Updated by mkittler over 6 years ago
For the actual access we could use noVNC: https://github.com/novnc/noVNC#server-requirements
It uses VNC over web sockets which is supported by QEMU. We could proxy that connection like the ws connection for the status. Not sure whether implementing this in Mojolicious will be efficient enough, though. It would be convenient because this way we could do the authentication as usual. Otherwise an extra access token could be generated and shared though the livehandler daemon of course.
Updated by szarate over 6 years ago
Looks fancy enough (Although I'm not fan of node based apps :P), but from what I could read, it's matter of just embedding app and the passing the websocket path mojolicious would only take care of displaying/serving assets... Or do you see another problem?
Updated by mkittler over 6 years ago
Pausing is implemented and there are also some instructions for accessing via VNC. Access to all kinds of tests is not implemented, though.
I'm unassigning because I suppose working on the other developer mode use cases precedes making this one more fancy.

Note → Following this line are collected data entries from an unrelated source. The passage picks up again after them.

PR #1579, opened 2025-09-01
Added missing depends_on for buttons

rosenrot00:


infradom:
Although unlikely that selects and numbers will need depends_on, I believe it makes sense to add it also

infradom:
Added this for select, number and switch also. Thanks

Updated by szarate over 6 years ago
- Target version changed from Current Sprint to Ready
Updated by okurz about 6 years ago
- Related to action #42677: Keep virtual machines running on demand/failure (was: Don't just power off virtual machines upon job timeout) added
Updated by mkittler almost 6 years ago
- Related to action #45671: Improve "developer mode" connection hint for non-qemu remote machines added
Updated by okurz over 5 years ago
- Category changed from 132 to Feature requests
Updated by okurz over 5 years ago
- Status changed from In Progress to Resolved
- Assignee set to mkittler
back to "Workable". I see AC1 and AC2 fulfilled as well as implicitly "AC3: System Developer is able to share information between the SUT and another machine." considering that we have the basic possibility for VNC and other network access to the machines, e.g. one could even share data over ssh and such. I even suggest we are done here. Please reopen with a comment if thinking differently. Assigning to mkittler who did the main recent changes in this topic.